* [Problem] Only lines that contain the word "speeduino" are to be returned from the data below.

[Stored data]
PR #1229, opened 2024-07-20
fix: CORE_AVR is the only architecture that supports ATOMIC_BLOCK.

FL0WL0W:
Since CORE_AVR is the only archiecture that supports ATOMIC_BLOCK, change the preprocessor definitions to be exclusive to that architecture. rather than having to define all other architecture as exclusive from a default ATOMIC_BLOCK

### DIFF
--- a/speeduino/auxiliaries.h
+++ b/speeduino/auxiliaries.h
@@ -24,34 +24,7 @@ void wmiControl(void);
 #define SIMPLE_BOOST_I  1
 #define SIMPLE_BOOST_D  1
 
-#if(defined(CORE_TEENSY) || defined(CORE_STM32))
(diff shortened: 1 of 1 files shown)


adbancroft:
Teensy supports it as well.

How about we use `#if defined(ATOMIC_BLOCK)`?

adbancroft:
#1157 pulls in the SimplyAtomic library - does this fix your problem? Will that library work on your platform?

FL0WL0W:
It might. Put a pause on this for now. I will come back to it later

noisymime:
Closing this for now as I think it is largely resolved within #1157. Feel free to reopen or raise a new issue if this remains a problem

* [Response for this exercise]
--- a/speeduino/auxiliaries.h
+++ b/speeduino/auxiliaries.h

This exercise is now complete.